みな、今の世界よりも難易度の高いworld Bを踏破できる実力を持っている。

しかしオーガ達の数があまりにも多い上に、一人が仲間をかばって重傷を負ってしまった。

三人と二人では戦力差が大きく変わる。

冒険者たちはその場からの離脱を余儀なくされた。



だが、オーガは一度見つけた獲物を逃さない魔物だ。

少しでも多くの獲物を狩ろうと、彼らは冒険者たちを追い続けた。

獲物を見失うまいと武器を振り回し、周囲の障害物を根こそぎ取り払いながら。

そのせいで通った後は全ての木々がなぎ倒され、森の中に一本の道ができていた。


にも関わらず、オーガたちのスピードは一切緩まない。

そんな地獄の鬼ごっこは、長い間繰り広げられていた。



とうとう、崖まで追いつめられてしまった。

もはや冒険者達には、ケガした仲間を庇いながら六体ものオーガを相手にするしかなかった。


「ハァ……ハァ……

シルヴィはん、動けまっか?」


けが人を抱えている狐の獣人は、猫の獣人に問いかけた。


「な、何とか……

でも流石にこんな数を相手にする元気は、ちょっと……」


息絶え絶えに、シルヴィは仲間のユリアに答えた。

二人はとっくに限界を超えていた。


「ご、ごめん……

ウチが足引っ張っちゃって、こんなことに……」


フェレットの獣人であるフィーネは、申し訳なさそうに呟いた。

シルヴィはそんな彼女の不安を打ち消すように、明るく無邪気な顔を見せた。


「謝っちゃダメ!!

フィーネが怪我したのは、シルヴィが油断したせいなんだから!

それに、これくらいへっちゃらよ!」


しかしシルヴィが虚勢を張っていることは誰が見ても筒抜けで、汗だくになっていた。

それでも仲間を励まそうとする姿に、フィーネは何も返すことができなかった。




「ユリア、“エクスケッスス”は使えそう?」

「まぁ、一回だけなら……」


ユリアはエクスケッススと呼ばれる遺物の一種を懐から取り出した。

その謎めいた球体からは、淡い緑色の光が漏れ出ている。


「シルヴィがスキルを使ってあいつらの気を逸らす。

だからユリア、その間にチャージして。

溜まったら迷わずエクスケッススの爆発で奴らを木端微塵にして」

「え?そしたらシルヴィはんも巻き込んでしまいやす。

流石にそれは危険や!」

「それしかこの状況を打破できない!!」


ユリアの制止をよそに、シルヴィは双剣を構えて敵に突っ込んでいった。

彼女の言う通り、危険を冒さない限りオーガの集団から逃げ切ることは不可能だった。

オーガたちは一瞬彼女の勢いに戸惑うが、血迷った獲物だと判断し不敵の笑みを浮かべた。

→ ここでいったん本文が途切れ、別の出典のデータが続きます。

PR #759, opened 2022-10-25
Use `pull_request_target` event for triggering the integration test

koesie10:
The integration test is not being triggered for e.g. dependabot PRs. This changes the event to use `pull_request_target` to ensure that we have access to creating a status and triggering the workflow.

I'm not 100% sure about the implications of this, as it will change the security model of the integration test. However, it should only be possible to trigger this when you already have write access or when you have explicitly been approved (since the fork PR workflow permission is set to "Require approval for all outside collaborators").

### DIFF
--- a/.github/workflows/integration-test-trigger.yml
+++ b/.github/workflows/integration-test-trigger.yml
@@ -3,7 +3,11 @@ name: "Integration test (trigger only)"
 on:
   push:
     branches: [main]
-  pull_request:
+  pull_request_target:
+
+permissions:
+  actions: write
+  statuses: write
 
 jobs:
   trigger:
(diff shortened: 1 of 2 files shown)


koesie10:
It's hard to test since `pull_request_target` doesn't trigger on this PR, but I've been able to test it by rebasing #749 on top of this PR.

robertbrignull:
Tl;dr, I'm not 100% sure but I don't think this is what we want to do.

I'm getting my information from https://docs.github.com/en/actions/using-workflows/events-that-trigger-workflows#pull_request_target and I think an important sentence from that page is:
> This event allows your workflow to do things like label or comment on pull requests from forks. Avoid using this event if you need to build or run code from the pull request.

This brings up two points:
- Because the PR runs on the base commit, does this mean we'd have to explicitly change the workflow to checkout the head or merge commit of the PR?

だがシルヴィは自分の気持ちを奮い立たせ、ある言葉を頭の中で叫んだ。


<<神速疾走ラスト・スプリント>>


瞳孔が開いた彼女は、強く足を踏みしめた。

そして次の瞬間、目にも止まらない速さで駆け出し、かまいたちのごとく次々とオーガたちを切りつけていった。



シルヴィのスキルは、彼女の奥底にある猫の狩猟本能を限界まで引き上げる。

主な効果は移動スピードの大幅上昇とそれに伴う攻撃力向上。


そのスピードは、目で捉えることすらできない程だ。

敵は彼女を認識することすらできないまま、ただ攻撃を受けることしかできない。


しかしあまりにも速すぎるせいで、シルヴィは相手を識別して攻撃するのが難しい。

そのため、スキル発動中は目についた物体が何なのか分からないまま攻撃している。

下手をすると、仲間に攻撃してしまう可能性があるのだ。



神速疾走(ラスト・スプリント)は敵を翻弄させるにはとても優れたスキルだが、あくまで彼女の最終手段であった。


「ああ、もう……!」


シルヴィが飛び出してしまった以上、ユリアは意を決するしかなかった。

ユリアはフィーネを地面にそっと降ろすと、エクスケッススに魔力を込め始めた。

すると、放っていた光がだんだん強くなっていく。




「うぐっ!!??」


だが、そううまくはいかなかった。


あるオーガがやけくそに振り回していた大槌に、シルヴィが偶然当たってしまったのだ。

彼女は叩きつけられ、衝撃で地面にひび割れて土煙が舞い上がった。


スキルを使ったおかげで、シルヴィは二体のオーガを倒すことができた。

周囲には彼女が付けた剣筋が至る所についており、生き残っているオーガも切り傷だらけで、ある個体は手足が欠損している。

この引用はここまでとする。